There have been a decent handful of psychopathic or evil INFJs and ENFJs. But, typically, I would say ESTPs.


----------



## Umbraphage (Mar 22, 2016)

Rabid Seahorse said:


> They are most likely to be ASPD's
> 
> But in all seriousness, they've done studies on the correlation between antisocial personality disorder and MBTI preference and sociopathy is correlated with being xNTP. Personally I can see the TP preference because that suggests both low Agreeableness and Conscientiousness (both of which are sociopathic traits) and because the high Ti/ low Fe combo is perfect for conning people while appearing friendly and affable. However, every sociopath I know is way too materialistic and shitty at seeing consequences and long-range thinking to be an N.
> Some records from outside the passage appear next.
PR #1222, opened 2021-04-24
gettime: Fix compilation on non-Linux with pthread_getaffinity_np()

kusumi:
874d55e50c("os/os-linux: add pthread CPU affinity helper") and a few
commits after that broke compilation on non-Linux platforms which support
`pthread_getaffinity_np()`.

If the C code is to test `CONFIG_PTHREAD_GETAFFINITY`, it should just
directly use `pthread_getaffinity_np()` instead of definining a wrapper
that is not specific to pthread.

### DIFF
--- a/gettime.c
+++ b/gettime.c
@@ -679,7 +679,7 @@ int fio_monotonic_clocktest(int debug)
 	unsigned int i;
 	os_cpu_mask_t mask;
 
-#ifdef CONFIG_PTHREAD_GETAFFINITY
+#ifdef FIO_HAVE_GET_THREAD_AFFINITY
 	fio_get_thread_affinity(mask);
 #else
 	memset(&mask, 0, sizeof(mask));
--- a/os/os-aix.h
+++ b/os/os-aix.h
@@ -18,6 +18,12 @@
 
 #define FIO_USE_GENERIC_SWAP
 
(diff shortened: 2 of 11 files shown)


axboe:
The point of the wrapper is to abstract out that from the OS side of things, like how masks etc are handled in general. Your change violates that, and then mixes fio types with OS types. How does it currently break on non-linux?

kusumi:
> The point of the wrapper is to abstract out that from the OS side of things, like how masks etc are handled in general. Your change violates that, and then mixes fio types with OS types.

Then the code should be testing `FIO_HAVE_GET_THREAD_GETAFFINITY` with `fio_get_thread_affinity()` defined in all os/os-xxx.h headers.
I could do that too.

> How does it currently break on non-linux?

It's simply that only `os/os-linux.h` has `fio_get_thread_affinity()`.

axboe:
> It's simply that only os/os-linux.h has fio_get_thread_affinity().

Ah yes of course, that's silly...

The change you suggest is the right approach, would be great if you could do that.

kusumi:
Force pushed v2 patch.
I didn't define `fio_get_thread_affinity()` in `os/os.h`, but rather defined a copy in each header.
Windows may want to do this via Win32.

axboe:
Looks good, thanks.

Really?? Do you have a link to those studies? I'd like to look at them and see how sociopathy correlates to the other types, other than xxTPs.


----------



## marblecloud95 (Aug 12, 2015)

_@Limitless2007_
*


















THE DIAGNOSIS JUST CAME BACK


Looks like you're a..







[/RIGHT]

STONE COLD KILLER
2 COOL TO NOT BE CRUEL
WHAT A REAL CHILLER


​​*​










​


----------



## Dental Floss Tycoon (Apr 4, 2011)

katemess said:


> There have been a decent handful of psychopathic or evil INFJs and ENFJs. But, typically, I would say ESTPs.


Not to mention the one considered to be the greatest villain in contemporary history, Adolf Hitler. An INFJ.


----------



## katemess (Oct 21, 2015)

Dental Floss Tycoon said:


> Not to mention the one considered to be the greatest villain in contemporary history, Adolf Hitler. An INFJ.


Yep. And Jim Jones (Jonestown), an ENFJ.


----------



## Stevester (Feb 28, 2016)

Hitler had skewed morals (to say the least) he was still convinced in his mind that he was ''helping'' people. That's just not in line with sociopathy which has zero sense of social empathy.

I honestly don't think any Fe doms can be sociopaths as the very function itself completely goes against the criteria of sociopathy by definition. Fe can however be very narcissistic, delusional and misguided (i.e Hitler)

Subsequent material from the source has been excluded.